(Task description):
For every line of the material below, check for the string "exception" and return the line if it is there.

:: Records to use

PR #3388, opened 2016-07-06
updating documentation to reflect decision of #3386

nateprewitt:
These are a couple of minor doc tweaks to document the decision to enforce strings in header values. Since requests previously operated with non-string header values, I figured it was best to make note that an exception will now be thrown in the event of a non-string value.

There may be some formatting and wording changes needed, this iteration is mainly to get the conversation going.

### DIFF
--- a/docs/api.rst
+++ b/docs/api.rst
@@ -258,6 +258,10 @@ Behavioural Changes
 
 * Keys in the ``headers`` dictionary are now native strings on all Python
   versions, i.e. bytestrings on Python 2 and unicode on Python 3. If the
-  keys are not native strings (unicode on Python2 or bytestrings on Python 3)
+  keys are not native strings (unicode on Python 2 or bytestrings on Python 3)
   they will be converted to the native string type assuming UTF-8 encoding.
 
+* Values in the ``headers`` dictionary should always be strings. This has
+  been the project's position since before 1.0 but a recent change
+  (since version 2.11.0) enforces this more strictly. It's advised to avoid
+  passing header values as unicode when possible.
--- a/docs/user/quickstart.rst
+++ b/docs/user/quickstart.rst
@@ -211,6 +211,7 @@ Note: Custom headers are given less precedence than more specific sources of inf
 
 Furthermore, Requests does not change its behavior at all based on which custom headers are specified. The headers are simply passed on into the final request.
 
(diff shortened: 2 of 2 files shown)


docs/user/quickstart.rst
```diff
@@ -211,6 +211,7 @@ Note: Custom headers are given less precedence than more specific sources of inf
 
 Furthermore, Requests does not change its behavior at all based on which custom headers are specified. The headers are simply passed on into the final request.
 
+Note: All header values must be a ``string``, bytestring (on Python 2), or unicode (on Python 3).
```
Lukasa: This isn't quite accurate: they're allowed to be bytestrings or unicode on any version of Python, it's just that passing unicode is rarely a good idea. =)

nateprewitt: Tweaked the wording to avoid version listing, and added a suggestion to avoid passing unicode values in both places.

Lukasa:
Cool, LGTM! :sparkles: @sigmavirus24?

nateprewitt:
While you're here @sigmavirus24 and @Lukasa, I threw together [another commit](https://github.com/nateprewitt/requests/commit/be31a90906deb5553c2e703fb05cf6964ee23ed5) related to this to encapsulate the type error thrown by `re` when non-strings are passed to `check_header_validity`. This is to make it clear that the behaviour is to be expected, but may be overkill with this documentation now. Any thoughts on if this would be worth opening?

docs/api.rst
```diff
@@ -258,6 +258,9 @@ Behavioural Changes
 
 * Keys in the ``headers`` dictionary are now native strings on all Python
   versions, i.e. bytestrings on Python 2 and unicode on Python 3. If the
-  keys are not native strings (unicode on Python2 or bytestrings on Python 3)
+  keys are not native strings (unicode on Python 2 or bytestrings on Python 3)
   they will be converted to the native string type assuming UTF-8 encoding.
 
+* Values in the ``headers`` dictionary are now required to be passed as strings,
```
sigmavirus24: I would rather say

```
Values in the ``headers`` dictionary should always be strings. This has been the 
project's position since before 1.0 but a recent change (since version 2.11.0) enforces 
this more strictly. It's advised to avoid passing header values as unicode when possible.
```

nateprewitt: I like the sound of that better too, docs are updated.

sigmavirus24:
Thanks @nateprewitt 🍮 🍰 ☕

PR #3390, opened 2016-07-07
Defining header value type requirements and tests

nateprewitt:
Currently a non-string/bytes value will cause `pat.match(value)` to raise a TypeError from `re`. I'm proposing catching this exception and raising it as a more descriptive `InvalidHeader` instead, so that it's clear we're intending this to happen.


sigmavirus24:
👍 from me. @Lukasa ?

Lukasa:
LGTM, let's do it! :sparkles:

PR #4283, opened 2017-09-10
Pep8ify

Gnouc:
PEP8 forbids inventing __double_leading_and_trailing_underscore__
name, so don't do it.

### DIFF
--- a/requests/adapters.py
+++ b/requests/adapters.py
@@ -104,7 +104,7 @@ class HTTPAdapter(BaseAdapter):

::::

(Written reply):
These are a couple of minor doc tweaks to document the decision to enforce strings in header values. Since requests previously operated with non-string header values, I figured it was best to make note that an exception will now be thrown in the event of a non-string value.
Currently a non-string/bytes value will cause `pat.match(value)` to raise a TypeError from `re`. I'm proposing catching this exception and raising it as a more descriptive `InvalidHeader` instead, so that it's clear we're intending this to happen.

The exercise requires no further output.